Views: Raw Message | Whole Thread | Download mbox | Resend email
Lists: pgsql-hackers

Andres Freund <andres(at)2ndquadrant(dot)com> writes:
> Also: Man, trying to understand the guts of deadlock.c only made me
> understand how *friggin* expensive deadlock checking is. I'm really
> rather surprised that it only infrequently causes problems.
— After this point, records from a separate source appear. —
PR #1422, opened 2026-07-27
[Nexthop][fboss2-dev] sort show interface status and transceiver by numeric interface ID

benoit-nexthop:
# Summary

`show interface status` and `show transceiver` ordered interfaces by a plain lexicographic comparison of the interface name, so ports came out as:

```
eth1/1/1
eth1/10/1
eth1/100/1
eth1/101/1
eth1/2/1
```

`show port` doesn't have this problem because it sorts with `utils::comparePortName`, which parses the `moduleNum/port/subport` components and compares them numerically. This PR points the other two commands at the same comparator so all three sort consistently:

```
eth1/1/1
eth1/2/1
eth1/10/1
eth1/100/1
eth1/101/1
```

- Adds `utils::parsePortName()` — a non-throwing parse returning `std::optional<PortNameParts>`.
- Adds `utils::comparePortNameOrId(nameA, idA, nameB, idB)`: orders by numeric module/port/subport when the name encodes a front panel position, falls back to the numeric ID when it doesn't, and keeps physical ports ahead of unparseable names. Never throws.
- Points `show port`, `show interface status` and `show transceiver` at it, plumbing the numeric IDs through their models (`InterfaceStatus.portId`; `TransceiverDetail.transceiverID` + optional `portID`, since bypass modules have no agent port).

# Test Plan

Added unit tests:

- `CmdShowInterfaceStatusTest.createModelNaturalSort` — feeds `eth1/2/1, eth1/10/1, eth1/1/1, eth1/100/1, eth2/1/1` and asserts the model comes out in numeric order.
- `CmdShowInterfaceStatusTest.createModelFreeFormNames` — `downlinks` and an unset name alongside a normal port; `ASSERT_NO_THROW`, and the unparseable names order by ID after the physical port.
- `CmdShowTransceiverTest.printOutputNaturalSort` — injects `eth1/10/1` (which sorts between `eth1/1/1` and `eth1/2/1` as a string) and asserts it is printed after `eth1/8/1`, so same coverage for the transceiver path, including a bypass module with no port ID.

Existing `CmdShowPortTest` / `CmdShowTransceiverTest` expectations are unchanged; the transceiver fixture now populates the new ID fields.

### DIFF
--- a/fboss/cli/fboss2/commands/show/interface/status/CmdShowInterfaceStatus.cpp
+++ b/fboss/cli/fboss2/commands/show/interface/status/CmdShowInterfaceStatus.cpp
@@ -77,6 +77,7 @@ CmdShowInterfaceStatus::RetType CmdShowInterfaceStatus::createModel(
       const auto operState = folly::copy(portInfo.operState().value());
 
       ifStatus.name() = portInfo.name().value();
+      ifStatus.portId() = folly::copy(portInfo.portId().value());
       ifStatus.description() = portInfo.description().value();
       ifStatus.status() =
           (operState == facebook::fboss::PortOperState::UP) ? "up" : "down";
@@ -111,8 +112,12 @@ CmdShowInterfaceStatus::RetType CmdShowInterfaceStatus::createModel(
   std::sort(
       model.interfaces()->begin(),
       model.interfaces()->end(),
-      [](cli::InterfaceStatus& a, cli::InterfaceStatus b) {
-        return a.name().value() < b.name().value();
+      [](const cli::InterfaceStatus& a, const cli::InterfaceStatus& b) {
+        return utils::comparePortNameOrId(
+            a.name().value(),
+            folly::copy(a.portId().value()),
+            b.name().value(),
+            folly::copy(b.portId().value()));
       });
   return model;
 }
--- a/fboss/cli/fboss2/commands/show/interface/status/model.thrift
+++ b/fboss/cli/fboss2/commands/show/interface/status/model.thrift
@@ -14,4 +14,5 @@ struct InterfaceStatus {
   5: string speed;
   6: string vendor;
   7: string mpn;
+  8: i32 portId;
 }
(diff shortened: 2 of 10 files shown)


joseph5wu:
@benoit-nexthop Now I'm looking into the following two commands implementation:
- https://github.com/facebook/fboss/blob/main/fboss/cli/fboss2/commands/show/interface/CmdShowInterface.cpp#L108
- https://github.com/facebook/fboss/blob/main/fboss/cli/fboss2/commands/show/transceiver/CmdShowTransceiver.cpp#L257

I think both show interface and show transceiver are actually using `portName` as the `Interface` name.

I am not a big fan of introducing portID in these transceiver/interface modes, so maybe we just need to have these two command to use the this function.
```
bool compareInterfaceName(
    const std::basic_string<char>& nameA,
    const std::basic_string<char>& nameB) {
  try {
    return comparePortName(nameA, nameB);
  } catch (const std::invalid_argument& ex) {
     // fall back to just compare the name 
     return nameA.value() < nameB.value();
  }
}
```

benoit-nexthop:
This was actually my initial implementation, however sorting on port ID generally leads to correct sort output when dealing with "non standard" names. What's the downside of introducing portID in these transceiver/interface models?

joseph5wu:
> This was actually my initial implementation, however sorting on port ID generally leads to correct sort output when dealing with "non standard" names. What's the downside of introducing portID in these transceiver/interface models?

The main downside is the misleading 1 interface/transceiver mapping to 1 port idea, which I am trying to avoid.
The portId is never assigned based on the name or front panel port order, as it's SDK logical ID and we never guarantee that id 1 is the first port. Hence, I will stick with using the string `name` to order the show command output table.

benoit-nexthop:
> > This was actually my initial implementation, however sorting on port ID generally leads to correct sort output when dealing with "non standard" names. What's the downside of introducing portID in these transceiver/interface models?
> 
> The main downside is the misleading 1 interface/transceiver mapping to 1 port idea, which I am trying to avoid. The portId is never assigned based on the name or front panel port order, as it's SDK logical ID and we never guarantee that id 1 is the first port. Hence, I will stick with using the string `name` to order the show command output table.

The goal isn't so much to guarantee that "ID 1 is the first port", but _in practice_ I've seen that sorting on IDs _tends_ to give us a natural sorting order. Sorting based on random strings give us an order that is entirely dependent on the string. The ID won't change.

The reason for that is that we only run deadlock checking if something's
been waiting for at least one second, which pretty much takes it out
of any performance-relevant code pathway. I think it would be a serious
error to put any deadlock-checking-like behavior into mainline code.
Which probably means that Andres is right that teaching deadlock.c
about any new sources of deadlock is the way to approach this.

regards, tom lane


From: Robert Haas <robertmhaas(at)gmail(dot)com>
To: Andres Freund <andres(at)2ndquadrant(dot)com>
Cc: Amit Kapila <amit(dot)kapila16(at)gmail(dot)com>, Simon Riggs <simon(at)2ndquadrant(dot)com>, "pgsql-hackers(at)postgresql(dot)org" <pgsql-hackers(at)postgresql(dot)org>
Subject: Re: parallel mode and parallel contexts
Date: 2015-03-24 22:29:11
Message-ID: CA+Tgmoap6dPa4ueg=DE4kdH6aiKF__0GK=pVzeLiuTbz6d+Zkg@mail.gmail.com
Views: Raw Message | Whole Thread | Download mbox | Resend email
Lists: pgsql-hackers

On Tue, Mar 24, 2015 at 3:26 PM, Andres Freund <andres(at)2ndquadrant(dot)com> wrote:
>> >> + - The currently active user ID and security context. Note that this is
>> >> + the fourth user ID we restore: the initial step of binding to the correct
>> >> + database also involves restoring the authenticated user ID. When GUC
>> >> + values are restored, this incidentally sets SessionUserId and OuterUserId
>> >> + to the correct values. This final step restores CurrentUserId.
>> >
>> > Ah. That's the answer for above. Could you just move it next to the
>> > other user bit?
>>
>> Well, I think it's good to keep this in the same order it happens.
>> That's almost true, with the exception of the libraries, which were
>> out of order. (I've fixed that now.)
>
> I don't find this convincing in the least. This should explain a
> developer which state he can rely on being shared. For that a sane order
> is helpful. In which precise order this happens doesn't seem to matter
> for that at all; it's also likely ot get out of date.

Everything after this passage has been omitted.